South African specimens have a pronounced flange on the falcate spines with pennoned companion chaetae on chaetiger 5 ( Fig. 6A View FIGURE 6 ). Wear and orientation of the falcate spines on chaetiger 5 may give the appearance of a tooth and/ or a sheath ( Read 2010) instead of only a flange as in South African specimens and most other descriptions ( Blake & Kudenov 1978; Radashevsky 1999; Sato-Okoshi 1999; Surugiu 2005, 2012; Bonifácio 2009; Read 2010; Barros et al. 2017; Rice et al. 2018; Martinelli et al. 2020). With age, pennoned companion chaetae on chaetiger 5 may appear frayed or hastate ( Read 2010), as seen for South African specimens.

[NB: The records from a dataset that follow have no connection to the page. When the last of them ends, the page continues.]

Issue #393, opened 2020-01-20
Probable Azure improvements for MCM.


hardikdr:
# Issue
We recently faced an issue with the azure provider, where all of the VM-operations in the given Availibility-set was stuck due to the specific disk-detachment issue in one of the VMs.

## What was observed?
- A data-disk was deleted successfully. The same deleted disk was found attached to the other VM. This situation brings the entire AV-set into the inconsistent state, eventually leading to the failure of all the other operations in the same AV-set.

## RCA from Azure:
```
From the backend logs I can see the following scenario that caused the issue and the VM in a failed state after deleting the disk :
 
at 2020-01-10 16:13:50.682, see disk successfully detached
at 2020-01-10 18:21:59.167, disk is successfully deleted
 
at 2020-01-10 18:24:53.160, see attach disk operation for the disk: shoot-garden-abc-dynamic-pvc-abcd-1234-1234
but it failed as the disk cannot be found (expected as already deleted)
this is the operation to put VM in failed state
Why the script you are using is trying to reattach the disk after it was deleted? I can see request number 3 coming from the application : mapping to xyz-account
```

## Quick workaround:
This issue was resolved by recreating the deleted-but-attached disk with the same name and size. The newly created disk re-attached itself to the VM, which eventually led to the success of other stuck operations in AV-set.

# Solution
Based on the RCA from Azure, we need to investigate further the azure-operations we do with disks/VMs. This could also be potentially related to the CCM/KCM issue, as MCM never tries to attach the disk back to the VM.

hardikdr:
cc @ialidzhikov @prashanth26 @vpnachev @amshuman-kr

MSSedusch:
One of our support engineers suggested to update the CRP (Compute Resource Provider) API version to a more recent version to avoid issues with failed Availability Sets. Can you please update the RP versions to

	"github.com/Azure/azure-sdk-for-go/services/compute/mgmt/2019-12-01/compute"
	"github.com/Azure/azure-sdk-for-go/services/network/mgmt/2019-11-01/network"
	"github.com/Azure/azure-sdk-for-go/services/resources/mgmt/2019-05-01/resources"

https://github.com/gardener/machine-controller-manager/blob/master/pkg/driver/driver_azure.go#L33-L35

prashanth26:
We identified MCM restarts during machine creation/deletion (on azure) could lead to orphan VMs.
1. Make a list call to verify any remaining infra before deletion
[...]

PR #406, opened 2020-02-06
Azure: Update Azure SDK + List for orphan dependant resources

dkistner:
Update of the Azure SDK to use more recent version of the Azure service sdks should include improvements to avoid or at least reduce blocking machines which are assigned to availability sets. See https://github.com/gardener/machine-controller-manager/issues/393#issuecomment-581469452

This PR contains a more recent version of the Azure `compute` service sdk, but not yet the recommended one as this is not yet released. We are clarifying if the used one already contain the required improvements.

Furthermore we MCM will now list for orphan dependent resources after their belonging machine has been deleted and try to remove those which still exists. See https://github.com/gardener/machine-controller-manager/issues/393#issuecomment-591945623

cc @MSSedusch 

**Status**
- [x] Updated Azure Go SDK for `compute`, `networking` and `resources`
- [x] Add list call and deletion logic for orphan dependant resources after vm deletion has been completed
- [x] Double check if the referenced Azure Go SDK for `compute` contains the required improvements

Fixes partly #393 

**Release note**:

```improvement operator
MCM will now check after Azure vm deletion if there are still existing dependant resources of the respective vm available and try to delete them to prevent orphan resources.
```


dkistner:
@prashanth26 I have integrated a list call for orphan dependent machine resources after the machine is deleted. If after machine deletion still dependant resources available the it will try to delete them.

@MSSedusch: Do we already know if the used version of the Azure compute go-sdk (`2019-07-01`) incorporate the required improvements?

prashanth26:
@dkistner - Is this PR still WIP or reviewable?

dkistner:
@prashanth26 Sorry I forgot to remove the WIP... Yes if you have time would be nice to have a review.

hardikdr:
@MSSedusch  Can you please take a brief look at the PR, mainly from PoV of your comment [here](https://github.com/gardener/machine-controller-manager/issues/393#issuecomment-581469452) ?

hardikdr:
> TODO: Check if we can use the required version of the compute provider.
@dkistner I am curious, what does this TODO mean in the commit? Is it anything significant enough to be tracked separately?

MSSedusch:
@hardikdr still checking with Azure Compute team if the fix is part of Compute API version 2019-07-01. Will keep this thread updated.

hardikdr:
>@hardikdr still checking with Azure Compute team if the fix is part of Compute API version 2019-07->01. Will keep this thread updated.

Sure, thanks for the update.

dkistner:
> > TODO: Check if we can use the required version of the compute provider.

> @dkistner I am curious, what does this TODO mean in the commit? Is it anything significant enough to be tracked separately?

@hardikdr It is a reminder to check if the included version of the azure compute sdk contians the improvements we are looking for. Lets wait until @MSSedusch confirm. Thanks!

MSSedusch:
@dkistner I had a chat with the Compute team last week and they confirmed that the issue is fixed with Compute API version 2019-07-01

dkistner:
Nice, that's the version we are using. @hardikdr, @prashanth26 Could you please have another look?

hardikdr:
Looks good to me, I'll wait for Prashanth to review once.

pkg/driver/driver_azure.go
```diff
@@ -795,6 +811,42 @@ func (clients *azureDriverClients) deleteVM(ctx context.Context, resourceGroupNa
...
+	nicResults, err := clients.nic.List(ctx, resourceGroupName)
+	if err != nil {
+		return err
+	}
+	for _, nic := range nicResults.Values() {
+		if nic.Name == nil || !strings.Contains(*nic.Name, vmName) {
+			continue
+		}
+		klog.V(2).Infof("Found orphan NIC %q belonging to deleted machine %q", *nic.Name, vmName)
+		if err := clients.deleteNIC(ctx, resourceGroupName, *nic.Name); err != nil {
```
ggaurav10: Should we ignore the `NotFound` error just in case the resource was deleted after the `List` call but before `Delete` call could be made.

pkg/driver/driver_azure.go
```diff
@@ -795,6 +811,42 @@ func (clients *azureDriverClients) deleteVM(ctx context.Context, resourceGroupNa
...
+	diskResults, err := clients.disk.ListByResourceGroup(ctx, resourceGroupName)
+	if err != nil {
+		return err
+	}
+	for _, disk := range diskResults.Values() {
+		if disk.Name == nil || !strings.Contains(*disk.Name, vmName) {
+			continue
+		}
+		klog.V(2).Infof("Found orphan disk %q belonging to deleted machine %q", *disk.Name, vmName)
+		if err := clients.deleteDisk(ctx, resourceGroupName, *disk.Name); err != nil {
```
ggaurav10: Same as above

pkg/driver/driver_azure.go
```diff
@@ -24,15 +24,16 @@ import (
...
 	"github.com/gardener/machine-controller-manager/pkg/metrics"
 	"github.com/prometheus/client_golang/prometheus"
 	corev1 "k8s.io/api/core/v1"
 
-	"github.com/Azure/azure-sdk-for-go/services/compute/mgmt/2018-10-01/compute"
-	"github.com/Azure/azure-sdk-for-go/services/network/mgmt/2018-11-01/network"
-	"github.com/Azure/azure-sdk-for-go/services/resources/mgmt/2018-05-01/resources"
+	"github.com/Azure/azure-sdk-for-go/services/compute/mgmt/2019-07-01/compute"
+	"github.com/Azure/azure-sdk-for-go/services/network/mgmt/2019-11-01/network"
+	"github.com/Azure/azure-sdk-for-go/services/resources/mgmt/2019-05-01/resources"
```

Distribution. Namibia: Swakopmund; South Africa: Paternoster and Kleinzee on the west coast (Simon 2015; Williams 2015); and Port Elizabeth, Nelson Mandela Bay on the east coast ( Simon 2011; this study).

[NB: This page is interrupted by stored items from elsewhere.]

PR #408, opened 2020-02-11
Bugfix: set deleteOnTermination to true by default and tag volumes

hardikdr:
**What this PR does / why we need it**: Setting the `deleteOnTermination` to true by default and tag the volumes the same as instances.

Fixes #

**Release note**:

Globally: USA: West coast: Washington State ( Martinelli et al. 2020) and Gulf of California in Mexico ( Blake 1969, 1971; Foster 1971); East coast: Maine, Massachusetts, Maryland ( Blake 1969, 1971; Foster 1971; Rice et al. 2018) and New York ( Martinelli et al. 2020); Gulf coast: Alabama ( Rice et al. 2018) and the Gulf of Mexico ( Blake 1969, 1971; Foster 1971); Australia ( Blake & Kudenov 1978; Sato-Okoshi & Abe 2013), Canada ( Blake 1969, 1971; Foster 1971), China (Sato-Okoshi et al. 2013; Ye et al. 2017), Japan ( Sato-Okoshi 1999; Sato-Okoshi & Abe 2012, 2013), Hawaii ( Rice et al. 2018), New Zealand ( Read 2010), Romania, Ukraine ( Surugiu 2005, 2012) and the Wadden Sea ( Waser et al. 2020).

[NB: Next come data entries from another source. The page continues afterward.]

PR #2903, opened 2021-02-20
Fix PostgreSQL authentication type 10 is not supported

Hai-tun:


lucko:
Looks great, thanks!

Also fyi I updated the gradle wrapper which should fix the issues you had building :) 7579bbe5496ad0e2e1bfab8f468c708bc4b3e69b

Hai-tun:
Thank you very much. After my test, gradle can be built normally. I am very sorry to be so anxious to get your answer, but your discord group does not welcome me. Maybe I don’t understand your customs, but @somebody is not the most basic Notify? @lucko (This is a friendly @

PR #2906, opened 2021-02-22
Fix holder type and name on hover and click events in meta info entries

Fefo6644:
Inherited meta nodes would show "Click to remove ... from \<holder\>" where \<holder\> would be the holder the command was run on, not the original meta node holder. This would often cause confusion when trying to delete the clicked node when inherited.

### Before

image

### After

image


lucko:
LGTM, thank you!

PR #2937, opened 2021-03-09
Safer way of getting GeneratedEventClass package

KR33PY:
When using Mohist 1.16 (and maybe other Forge+Bukkit hybrids), GeneratedEventClass.class.getPackage() is null for whatever reason.
This tiny change implements another way of getting the package and restores
compatibility with Mohist & Co.


lucko:
Thanks - although I should also say: really it would be sensible to actually find the root cause of this problem instead of patching usages of methods which should be working.

Chances are there will be other plugins (silently) failing because of this, which is obviously not good!

KR33PY:
> Thanks - although I should also say: really it would be sensible to actually find the root cause of this problem instead of patching usages of methods which should be working.

I totally agree, however [Oracle javadoc](https://docs.oracle.com/javase/8/docs/api/java/lang/Class.html#getPackage--) states that `getPackage` is nullable.

lucko:
Yes, but there is no good reason for the information to be intentionally excluded, so I imagine it is a bug in Mohist / whatever.

PR #2958, opened 2021-03-24
Fixes #2957

### LINKED ISSUE #2957: 'meta settemp' ignores the provided temporary modifier
### Description

Trying to replace/accumulate a temp meta node on top of an existing one results in command failure because "Player already has temp meta".

### Reproduction steps

1. Set a temporary meta node
2. Try setting it again on the same holder with `accumulate` as temporary modifier
3. It no work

Ecology. In South Africa, P. websteri is currently only found boring into shells of cultured oysters, C. gigas ( Simon & Sato-Okoshi 2015; Williams 2015; Williams et al. 2017). P. websteri is a pest of commercial molluscs in most locations where it has been reported ( Simon & Sato-Okoshi 2015), and also abundant in intertidal and shallow waters ( Blake & Evans 1973). Polydora websteri is not host specific and creates U-shaped burrows that induce the formation of mud-blisters by molluscs such as Argopecten irradians Lamarck, 1819 ( Lauckner 1983) , Crassostrea cf. brasiliana Lamarck, 1819 ( Barros et al. 2017; Bonifácio 2009), C. gigas ( Read 2010; Rice et al. 2018), Crassostrea hongkongensis Lam & Morton, 2003 ( Ye et al. 2017), Crassostrea rhizophorae Guilding, 1828 ( Barros et al. 2017; Bonifácio 2009), Crassostrea virginica Gmelin, 1791 ( Loosanoff & Engle 1943; Rice et al. 2018; Martinelli et al. 2020), Crepidula fornicata Linnaeus, 1758 ( Blake 1971) , Euspira heros (Say, 1822) ( Blake 1971) , Littorina littorea Linnaeus, 1758 ( Blake 1971) , Mytilus edulis Linnaeus, 1758 ( Blake & Evans 1973), Mytilus galloprovincialis Lamarck, 1819 ( Surugiu 2005, 2012), Nucella lapillus (Linnaeus, 1758) ( Blake 1971) , Ostrea angasi Sowerby, 1871 ( Nell 2001) , Pinctada fucata Gould, 1850 ( Simon & Sato-Okoshi 2015), Pinctada imbricata Röding, 1798 ( Díaz-Díaz & Liñero-Arana 2003), Placopecten magellanicus Gmelin, 1791 ( Blake 1969, 1971), Patinopecten yessoensis Jay, 1857 ( Bower et al. 1992), Saccostrea cucullata Born, 1778 ( Skeel 1979) and Saccostrea glomerata Gould, 1850 (as Saccostrea commercialis Sato-Okoshi et al. 2008 ), and also been found in limestone ( Surugiu 2005, 2012).